Dataset entries
PR #1148, opened 2024-07-18
Fix inner class detection in `JarWalker`

### LINKED ISSUE #1147: `genSources` fails with Loom 1.6 and 1.7 for old Minecraft versions
From the stacktrace it looks like it might be a decompiler cache issue:

```
Caused by: java.lang.RuntimeException: Failed to decompile, java.lang.IllegalStateException: Unexpected output: /paulscode/sound/SoundSystemConfig$Codec.java
        at net.fabricmc.loom.util.ExceptionUtil.createDescriptiveWrapper(ExceptionUtil.java:60)
        at net.fabricmc.loom.task.GenerateSourcesTask.run(GenerateSourcesTask.java:237)
Caused by: java.lang.IllegalStateException: Unexpected output: /paulscode/sound/SoundSystemConfig$Codec.java
        at net.fabricmc.loom.decompilers.cache.CachedJarProcessor.completeJob(CachedJarProcessor.java:185)
        at net.fabricmc.loom.task.GenerateSourcesTask.runWithCache(GenerateSourcesTask.java:288)
        at net.fabricmc.loom.task.GenerateSourcesTask.run(GenerateSourcesTask.java:233)
```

YOUR INSTRUCTIONS
If a line in the data holds the string "IllegalStateException", copy that line.

TASK RESPONSE
Caused by: java.lang.RuntimeException: Failed to decompile, java.lang.IllegalStateException: Unexpected output: /paulscode/sound/SoundSystemConfig$Codec.java
Caused by: java.lang.IllegalStateException: Unexpected output: /paulscode/sound/SoundSystemConfig$Codec.java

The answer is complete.